Perubahan kebiasaan tersebut bukan hanya dirasakan Eri. Di berbagai daerah, semakin banyak anak muda mulai memanfaatkan layanan keuangan digital sebagai bagian dari upaya mengelola keuangan secara lebih terencana. Kebiasaan itu menjadi salah satu fondasi penting dalam mendorong literasi dan inklusi keuangan di Indonesia.

Perubahan cara generasi muda mengelola uang juga tercermin dalam hasil Survei Nasional Literasi dan Inklusi Keuangan (SNLIK) 2025. Otoritas Jasa Keuangan (OJK) dan Badan Pusat Statistik (BPS) mencatat indeks literasi keuangan masyarakat Indonesia mencapai 66,46 persen, sedangkan indeks inklusi keuangan mencapai 80,51 persen.

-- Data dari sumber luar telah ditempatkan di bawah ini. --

PR #69, opened 2024-08-13
chore: Simplify canary release config

marikaner:
This removes some of the config that I added previously:
1. Keep only one package in the dummy changelog for canary - due to the fixed versioning this is enough.
2. Do not ignore packages - all packages that should not be released have the private flag and this prevents them from being published.

This means for as long as we keep fixed versioning there is not need to adjust the config when changing the package structure.

### DIFF
--- a/.changeset/config.json
+++ b/.changeset/config.json
@@ -7,5 +7,5 @@
   "access": "public",
   "baseBranch": "main",
   "updateInternalDependencies": "patch",
-  "ignore": ["@sap-ai-sdk/sample-code", "@sap-ai-sdk/e2e-tests", "@sap-ai-sdk/type-tests"]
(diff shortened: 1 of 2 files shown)


.changeset/config.json
```diff
@@ -7,5 +7,5 @@
   "access": "public",
   "baseBranch": "main",
   "updateInternalDependencies": "patch",
-  "ignore": ["@sap-ai-sdk/sample-code", "@sap-ai-sdk/e2e-tests", "@sap-ai-sdk/type-tests"]
+  "ignore": []
```
deekshas8, line 10: [q] Can we remove this empty property altogether then?

deekshas8 (approved):
LGTM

Angka tersebut menunjukkan semakin banyak masyarakat yang tidak hanya mengenal produk dan layanan keuangan, tetapi juga mulai memanfaatkannya dalam kehidupan sehari-hari.

Bagi OJK, peningkatan pemahaman masyarakat terhadap produk dan layanan keuangan perlu diikuti dengan semakin luasnya akses terhadap layanan keuangan yang sehat dan berkelanjutan. Kepala Eksekutif Pengawas Perbankan OJK, Dian Ediana Rae, mengatakan OJK terus mendorong berbagai kebijakan untuk memperluas akses pembiayaan sekaligus memperkuat ekosistem keuangan agar mampu mendukung pertumbuhan ekonomi yang inklusif dan berkelanjutan.

Optimisme itu juga tercermin dalam survei Populix Consumer Confidence Index. Mayoritas responden tetap yakin kondisi keuangan mereka akan membaik dalam beberapa bulan mendatang. Optimisme tersebut ditopang oleh semakin terbiasanya masyarakat menyusun anggaran, menabung, serta memanfaatkan layanan keuangan digital untuk mengelola pengeluaran.